Adjusting Exposure

When I was a child, my mother would drive my brother and I out to wealthier suburban communities to look at the huge mansions, beautiful landscapes, and clean neighborhoods. She would even visit the playgrounds, and watch us play without having a care in the world. My father was the same way. He would watch PBS with me over giant bowls of orange sherbet. He would hand his five year-old son huge newspapers with long articles that were completely over my head. I’m still not sure if he knew that I didn’t understand a word I was reading.

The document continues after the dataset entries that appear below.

PR #559, opened 2025-05-30
[ts-codegen] Implement context types with namespaces defined in the input file

vejrj:
We want to enable people to define the resolver context subtypes  with namespaces.

Expected input: 
--context-sub-type-metadata-file
```
{
      baseContextTypePath: "@package/default-context",
      baseContextTypeName: "DefaultContextType",
      contextTypes: {
        managers: {
          user: {
            importNamespaceName: "UserStateMachineType",
            importPath: "@package/user-state-machine",
          },
          whatever: {
            importPath: "@package/whatever-state-machine",
          },
}
```

### DIFF
--- a/packages/cli/src/supermassive.ts
+++ b/packages/cli/src/supermassive.ts
@@ -17,14 +17,12 @@ type GenerateInterfacesOptions = {
   legacy?: boolean;
   legacyModels?: boolean;
   useStringUnionsInsteadOfEnums?: boolean;
-  contextSubTypeMetadataFile?: string;
+  contextTypeExtensionsFile?: string;
   enumMigrationJsonFile?: string;
   enumMigrationExceptionsJsonFile?: string;
   generateOnlyEnums?: boolean;
   generateResolverMap?: boolean;
   mandatoryResolverTypes?: boolean;
-  defaultContextSubTypePath?: string;
-  defaultContextSubTypeName?: string;
   scope?: string;
 };
 
@@ -56,7 +54,7 @@ export function supermassive(): Command {
     )
     .option("-cn, --context-type-name [contextTypeName]", "Context type name")
     .option(
-      "-dcp, --default-context-sub-type-path [defaultContextSubTypePath]",
+      "-dcp, --default-context-sub-type-path [baseContextSubTypePath]",
       "From where the default context type will be exported",
     )
     .option(
@@ -81,8 +79,8 @@ export function supermassive(): Command {
       "File containing array of enum names, which should remain typescript enums",
     )
     .option(
-      "--context-sub-type-metadata-file [contextSubTypeMetadataFile]",
-      "Subtype metadata file",
+      "--context-sub-type-metadata-file [contextTypeExtensionsFile]",
+      "Describes context types and their import paths. Used to generate resolver context type extensions. The file must be defined in the following format: { baseContextSubTypePath?: string, baseContextSubTypeName?: string, contextSubTypes: { [namespace: string]: { [type: string]: { importNamespaceName: string, importPath: string }}}",
     )
     .option(
       "--generate-resolver-map",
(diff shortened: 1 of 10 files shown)


packages/ts-codegen/src/__tests__/context.test.ts
```diff
@@ -2,10 +2,81 @@ import ts from "typescript";
...
+import { SubTypeNamespace } from "../codegen";
+import { OutputMetadata } from "../context/utilities";
 
 describe(generateTS, () => {
   describe("Tests basic syntax GraphQL syntax", () => {
+    const contextSubTypeMetadata = {
+      managers: {
+        user: {
+          name: "user",
+          importTypeName: 'UserStateMachineType["user"]',
```
user1736, line 14: what's the point of `importTypeName`? from the tests it seems like `UserStateMachineType` part is generated according some convention from `importPath` and `"user"` part always matches `name`. What's the point to make user type it?

packages/ts-codegen/src/__tests__/context.test.ts
```diff
@@ -2,10 +2,81 @@ import ts from "typescript";
...
-import { ContextMap } from "../context";
+import { SubTypeNamespace } from "../codegen";
+import { OutputMetadata } from "../context/utilities";
 
 describe(generateTS, () => {
   describe("Tests basic syntax GraphQL syntax", () => {
+    const contextSubTypeMetadata = {
+      managers: {
+        user: {
+          name: "user",
```
user1736, line 13: why this config field is needed? from what I see in the tests in always matches the `key` one level above it.

packages/ts-codegen/src/__tests__/context.test.ts
```diff
@@ -2,10 +2,81 @@ import ts from "typescript";
...
+          importTypeName: 'UserStateMachineType["user"]',
+          importPath: "@package/user-state-machine",
```
user1736, line 15: is it actually a `path`? can I use relative paths here?

packages/ts-codegen/src/__tests__/context.test.ts
```diff
@@ -47,29 +118,88 @@ describe(generateTS, () => {
             }
           `,
           {
-            contextSubTypeNameTemplate: "I${resourceName}StateMachineContext",
-            contextSubTypePathTemplate:
-              "@msteams/core-cdl-sync-${resourceName}",
+            contextSubTypeMetadata: contextSubTypeMetadata,
+            defaultContextSubTypePath: "@package/default-context",
+            defaultContextSubTypeName: "DefaultContextType",
```
user1736, line 123: given how it's used I think it's due to rename this to `baseContext*` or something with the same meaning

e.g. `baseContextTypePath` and `baseContextTypeName`

packages/ts-codegen/src/__tests__/context.test.ts
```diff
@@ -47,29 +118,88 @@ describe(generateTS, () => {
             }
           `,
           {
-            contextSubTypeNameTemplate: "I${resourceName}StateMachineContext",
-            contextSubTypePathTemplate:
-              "@msteams/core-cdl-sync-${resourceName}",
+            contextSubTypeMetadata: contextSubTypeMetadata,
```
user1736, line 121: wdyt about `contextTypeExtension` (or `contextTYpeExtensions`)?

packages/cli/src/supermassive.ts
```diff
@@ -88,6 +80,10 @@ export function supermassive(): Command {
       "--enum-migration-exceptions-json-file [enumMigrationExceptionsJsonFile]",
       "File containing array of enum names, which should remain typescript enums",
     )
+    .option(
+      "--context-sub-type-metadata-file [contextSubTypeMetadataFile]",
+      "Subtype metadata file",
```
user1736, line 85: would be great to have a more detailed comment here, possibly with file format example

user1736 (changes requested):
I didn't look much into implementation yet, because config format left me quite puzzled.

packages/ts-codegen/src/__tests__/context.test.ts
vejrj: yes, it can be either package or relative path

packages/ts-codegen/src/__tests__/context.test.ts
vejrj: that's format we agreed on with CDL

As a youth, I was unappreciative of these gems that my parents were giving me. I didn’t know much, but I knew we were poor. I knew that the neighborhoods we would visit looked nothing like our own; and I knew that the people there looked nothing like me. My brother and I would irk our mother’s nerves with our questions. “What are we doing out here?” “Can we go home?” As irritated as our mother would be, her answer would always be the same, “Because exposure is important.” It wasn’t until I became an adult that I realized the truth in her statement. 

In photography, the exposure determines how visible an image will be. Think about that. The same applies to people as well, especially children. We need to be exposed to different things in order to develop ideas; to even be able to think outside of the things that we already know. Sometimes, exposure can come in the form of a void, for us to figure out ways to fill it. Other times, we are exposed to resources that we never even knew existed, and didn’t know how useful they could be; whether today or tomorrow. 

As a twenty-four year-old adult, African-American, born and raised in Detroit, Michigan, I finally realize the importance of the exposure my parents gave me. Though we could not afford many of things that we were exposed to, just to be aware of them is vital to our success, as well as our existence. This exposure taught me that my environment does not have to define, nor dictate my future.